■ DATA UNDER STUDY
------------------------

PR #23070, opened 2025-06-03
refactor: Remove `AExpr::Alias`

coastalwhite:


crates/polars-plan/src/plans/aexpr/schema.rs
```diff
@@ -424,6 +421,60 @@ impl AExpr {
             },
         }
     }
+
+    pub fn to_name(&self, expr_arena: &Arena<AExpr>) -> PlSmallStr {
+        use AExpr::*;
```
ritchie46, line 426: Can we use one of the aexpr_iterators here instead of recursively applying?

Issue #23078, opened 2025-06-04
Streaming `is_in` is significantly slow and not parallelized


TheFckReal:
### Checks

- [x] I have checked that this issue has not already been reported.
- [x] I have confirmed this bug exists on the [latest version](https://pypi.org/project/polars/) of Polars.

### Reproducible example

```python
example_expr_list = pl.lit([99, 1, 3, 12, 25, 4], dtype=pl.List(pl.Int32))
test = pl.DataFrame(
    {
        "id": range(1, 100_000_000),
        "check_id": [i for i in range(1, 100_000_000)],
    },
    schema={"id": pl.Int32, "check_id": pl.Int32},
).with_columns(example_expr_list.alias("to_be_in")).lazy()

# significant slow
res = test.with_columns(pl.col("check_id").is_in(pl.col("to_be_in")).alias("result")).collect(engine="streaming")

# rather fast
res = test.with_columns(pl.col("check_id").is_in(example_expr_list).alias("result")).collect(engine="streaming")
```

### Log output

```shell

```

### Issue description

Problem considers next points:
- `is_in` with straight `pl.lit` (`example_expr_list`) takes ~10s and `is_in` with column takes ~3m 30s  in streaming mode.
- `is_in` is not parallelized both cases.

### Expected behavior

1. Approximately the same query execution time is expected for both cases.
2. Queries are parallelised.

### Installed versions

<details>

```
--------Version info---------
Polars:              1.30.0
Index type:          UInt32
Platform:            Linux-6.1.0-12-amd64-x86_64-with-glibc2.36
Python:              3.13.2 (main, May 29 2025, 11:21:18) [GCC 12.2.0]
LTS CPU:             False

----Optional dependencies----
Azure CLI            <not installed>
adbc_driver_manager  <not installed>
altair               <not installed>
azure.identity       <not installed>
boto3                <not installed>
cloudpickle          <not installed>
connectorx           <not installed>
deltalake            <not installed>
fastexcel            0.14.0
fsspec               2025.5.1
gevent               <not installed>
google.auth          <not installed>
great_tables         <not installed>
matplotlib           <not installed>
numpy                2.2.6
openpyxl             3.1.5
pandas               2.2.3
polars_cloud         <not installed>
pyarrow              20.0.0
pydantic             2.11.5
pyiceberg            <not installed>
sqlalchemy           2.0.41
torch                2.7.0+cu126
xlsx2csv             <not installed>
xlsxwriter           <not installed>
```

</details>

[...]

PR #23083, opened 2025-06-04
perf: Keep scalar columns scalar during concat when possible

orlp:
Partially fixes https://github.com/pola-rs/polars/issues/23078.


coastalwhite:
I have tried this several times but it always let to join problems due to the chunking being different. Would be nice if you could get it to work.

orlp:
I'm going to push this back after the categorical rework as some of the CI failures would be resolved by that.

ritchie46:
Closed as not relevant anymore

PR #23087, opened 2025-06-05
feat(python): Return empty DataFrame when reading empty CSV file

Fahad-M-Alotaibi:
This pull request addresses an issue where calling read_csv on an empty file could result in an error or unexpected behavior.
The fix ensures that if the input file is empty, a valid empty polars.DataFrame is returned instead of raising an exception.


orlp:
This should be properly fixed in the Rust code, not plastered over in the Python API.

PR #23091, opened 2025-06-05
feat: Native implementation for Iceberg positional deletes

nameexhaustion:
Finishes adding support for Iceberg position deletes. Internally, this adds generic logic for performing row deletions to the new-streaming multi-scan using a filter mask, which should allow for code re-use for other formats e.g. Iceberg V3 deletion vectors / Delta deletion vectors.

### Changes
* Changed the semantics of the row count being sent to the post-apply pipeline (`current_row_position` parameter to `ApplyExtraOps::apply_to_df()`).
  * Before - `current_row_position: 0` points to the first morsel, and `row_index.offset` is mutated during initialization to account for skipped rows (i.e. non-zero offset slice pushed to reader).
  * After - `current_row_position: 0` points to the start of the file, and we do not mutate `row_index.offset`. This is preferred, as the old approach would require us to also slice the filter mask for row deletions, which can be error prone.
    * This is done by passing a new `first_morsel_position` during initialization.
* In general, we replace plain `usize` counters with `RowCounter` in multiple places.
* Micro-optimization - avoid calling `begin_read()` for parquet files that are fully sliced out

### Pipeline operation modes

The pipeline code is designed operate correctly with different combinations of slice / deletion pushdown.

The behavior of the variables in each case can be seen below. The key observation is to see how `row_index.offset` (near bottom right) is correctly calculated to 1, despite each case having a different physical/deleted value in `first_morsel_position` - 

<details>
<summary>Slice pushed to reader, deletions in post-apply (default for parquet / iceberg)</summary>

image

</details>

<details>
<summary>Slice and deletions in post-apply (readers without slice support, or for testing)</summary>

image

</details>

<details>
<summary>Slice and deletions pushed to reader (planned for parquet)</summary>

image

</details>

### DIFF
--- a/crates/polars-stream/src/nodes/io_sources/multi_file_reader/post_apply_pipeline/mod.rs
+++ b/crates/polars-stream/src/nodes/io_sources/multi_file_reader/post_apply_pipeline/mod.rs
@@ -1,8 +1,9 @@
 use std::sync::Arc;
 
 use polars_error::PolarsResult;
-use polars_utils::IdxSize;
+use polars_utils::slice_enum::Slice;
 
+use super::row_counter::RowCounter;
 use crate::async_executor::{self, AbortOnDropHandle, TaskPriority};
 use crate::async_primitives::distributor_channel::distributor_channel;
 use crate::async_primitives::morsel_linearizer::MorselLinearizer;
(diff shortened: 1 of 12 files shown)


crates/polars-stream/src/nodes/io_sources/multi_file_reader/reader_pipelines/generic.rs
```diff
@@ -361,6 +411,25 @@ impl ReaderStarter {
...
+                    Some(RowDeletionsInit::Initialized(external_filter_mask)),
+                )
+            } else {
+                (None, row_deletions)
+            };
+
+            // * This translates the `pre_slice` to physical offsets (i.e. apply before deleting rows).
+            //   The slice remains the same if there are no row deletions.
+            let pre_slice_this_file: Option<PhysicalSlice> = pre_slice_this_file
+                .map(|pre_slice| PhysicalSlice::new(pre_slice, external_filter_mask.as_ref()));
```
nameexhaustion: We make the call to `calc_physical_slice()` once here.

crates/polars-stream/src/nodes/io_sources/multi_file_reader/post_apply_pipeline/mod.rs
```diff
@@ -1,97 +1,145 @@
...
-                    // the `row_position_on_end_tx` callback from the reader.
-                    break;
-                }
+pub struct PostApplyPipeline {
+    pub reader_output_port: FileReaderOutputRecv,
+    pub ops_applier: Arc<ApplyExtraOps>,
+    /// We have this because initialization of `ops_applier` causes `reader_output_port` to have the
+    /// first morsel consumed.
+    pub first_morsel: Morsel,
+    pub first_morsel_position: RowCounter,
```
nameexhaustion, line 20: Note, most of this diff is indentation and putting function call args into a struct, I have left comments below on which parts have changed.

crates/polars-stream/src/nodes/io_sources/multi_file_reader/post_apply_pipeline/mod.rs
```diff
@@ -1,97 +1,145 @@
...
+        let (mut distr_tx, distr_receivers) = distributor_channel(num_pipelines, 1);
 
-                let Ok(v) = reader_port.recv().await else {
-                    break;
+        // Distributor
+        {
+            let ops_applier = ops_applier.clone();
+            async_executor::spawn(TaskPriority::Low, async move {
+                // Position tracking
+                let mut row_counter: RowCounter = first_morsel_position;
```
nameexhaustion, line 41: Now start from `first_morsel_position` instead of 0.

crates/polars-stream/src/nodes/io_sources/multi_file_reader/post_apply_pipeline/mod.rs
```diff
@@ -1,97 +1,143 @@
...
+                loop {
+                    let row_count_this_morsel = {
+                        let physical_rows = morsel.df().height();
+                        // # Multiple cases
+                        // * If row deletions are being done in post-apply, we'll have the deleted row count here.
+                        // * If row deletions were pushed to the reader, `external_filter_mask` here is `None`, so we'll
+                        //   have 0 deleted rows in the `deleted_rows` counter.
+                        //   * Instead, `physical_rows` will be a counter that has the `deleted_rows` count subtracted
+                        //     from it (because we are taking the height of the morsels after the rows are deleted).
+                        let deleted_rows = external_filter_mask.as_ref().map_or(0, |mask| {
```
nameexhaustion, line 70: 2nd change in this function, the row count being tracked now also tracks `deleted_rows`. The rest of the function remains unchanged.

crates/polars-stream/src/nodes/io_sources/multi_file_reader/post_apply_pipeline/mod.rs
```diff
@@ -1,97 +1,143 @@
...
+                            mask.slice(offset, len).num_deleted_rows()
+                        });
+
+                        RowCounter::new(physical_rows, deleted_rows)
+                    };
+
+                    // We hit this if a reader does not support PRE_SLICE.
+                    if physical_pre_slice
+                        .clone()
+                        .is_some_and(|x| x.offsetted(row_counter.num_physical_rows()).len() == 0)
```
nameexhaustion, line 88: Logic is unchanged, but the variables were renamed to indicate this slice tracking is done on the physical count.

ritchie46:
Really nice to land this. @coastalwhite can you do a review pass?

ritchie46:
I am going to merge it. We can iterate on it after pending comments. Great to land this @nameexhaustion! :rocket:

PR #51, opened 2022-11-10
added api URLs to test manifest

srh-sloan:
Assessment was borken on test after last merge as the test manifest didn't contain the URLs for fund_store or assessment_store. This adds them


gidsg (approved):
👍

PR #52, opened 2022-11-15
Fs 1864 - Search Ref and project name

adamdavies1:
Can now use a search bar to filter through the application overviews
image


app/assess/templates/components/application_overviews_table.html
```diff
@@ -1,10 +1,30 @@
...
+            </svg>
+          </button>
+        </div>
+      </div>
+    </form>
+  </div>
+
+</div>
+
+<table class="govuk-table" data-module="sortable-table", id="application_overviews_table">
```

------------------------

■ EXERCISE PROMPT
Your task is to count the lines of the records that contain "have". Answer with only that number.

■ TASK RESPONSE
7